Studies of radio-tagged otters at Amchitka Island in 1992-94 and Adak Island in
1995-96 show that birth rates of adult females and pup survival rates from
birth to weaning were similar to those of stable populations. Furthermore,
redistribution can also be eliminated on the bases that the declines were
synchronous over large area, meaning that there have been no populations
buildups on other islands to account for the losses on others. In addition, the
radio-tagged otters provided no indication of redistribution during the peak of
the declines (Estes et al. 1996). The only logical thing causing the population
decline of sea otters is increased mortality. This observed increased mortality
can be directly attributed to killer whale predation in many areas surrounding
the Gulf of Alaska. This recent prey adaptation should concern and worry
wildlife managers across the globe. Killer whales and sea otters have
co-inhabited the west central Aleutian archipelago for most of the past half
century, and probably for millennia before that. Therefore, it is necessary to
explain why the behavior of killer whales towards sea otters has recently
changed, and what we as managers can do to restore the original linkage of this
particular ecosystem (Estes et al. 1996). It has been effectively shown that
the original cause of the killer whale’s diet shift can be attributed to
anthropogenic influences including the killing of whales post-World War 2, as
well as incidental take and purposeful shooting of seals and sea lions.

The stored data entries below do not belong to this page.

PR #3454, opened 2019-04-24
Fix camera-relative issue with punctual lights stereo instancing

fabien-unity:
### Purpose of this PR
Account for camera-relative during punctual light evaluation with XR single-pass instancing

---
### Testing status
**Katana Tests**: [running](https://katana.bf.unity3d.com/projects/com.unity.render-pipelines/builders?automation-tools_branch=master&ScriptableRenderLoop_branch=hdrp-xr-fix-punctual-cr&unity_branch=trunk)

- [ ] Built a player

---
### Overall Product Risks
**Technical Risk**: Low

**Halo Effect**: None

---
### Comments to reviewers
More details here: https://fogbugz.unity3d.com/f/cases/1136402/

### DIFF
--- a/com.unity.render-pipelines.high-definition/Runtime/Lighting/LightEvaluation.hlsl
+++ b/com.unity.render-pipelines.high-definition/Runtime/Lighting/LightEvaluation.hlsl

In
order to ensure long-term survival of all the species involved in this
ecosystem interaction (seals, sea lions, sea otters and killer whales), habitat
restoration must be considered, especially when it comes to the prey base of
the killer whale, which is a high level predator that relies on a particular
habitat that can support great whales, pinnipeds and sea otters. Although we
cannot undo our past and reverse our anthropogenic effects of whaling, we can
set in motion an effective conservation plan under which all species can
flourish. First, we must reduce the mortality rates of seals, sea lions and sea
otters. To do this, purposeful shooting due to competition issues, as well as
incidental take should be monitored, regulated, and fined. Small marine
mammal-safe nets can be used to ensure that only the targeted species of fish
are removed from the ecosystem. Furthermore, we must encourage a sustainable
population of great whales. Whether it be an open-ocean captive breeding area,
or simply protecting the great whales that are left in the area, great whales
must remain a viable food choice for killer whales in the Gulf. It was shown
earlier that neither great whales nor small marine mammals alone can sustain a
killer whale’s energetic and caloric requirements. With that being said, it is
obvious that both species must be protected and monitored if killer whales are
to persist. The declines of these populations are of substantial concern to
conservation management. The Alaskan marine system is unique and can be used to
address questions of causality and can also test the strength of possible
ecosystem linkages in the face of human alterations (Estes et al. 1996). By
using the Alaskan system as a model, we can gain information that can help
understand linkages between ecosystem quality and food-web dynamics.
Literature
Cited
Estes,
J.A., Doak, D.F., Springer, A.M., Williams, T.M. 2009. Causes and Consequences
of Marine Population Declines in
Southwest Alaska; a Food-Web Perspective. Physical Translations of the Royal
Society. 364:1647:1658.
Estes,
J.A., Doak, D.F., Tinker, M.T., Williams. 1996. Killer Whale Predation on Sea
Otters Linking Oceanic and Nearshore Ecosystems. Science. 282:5388.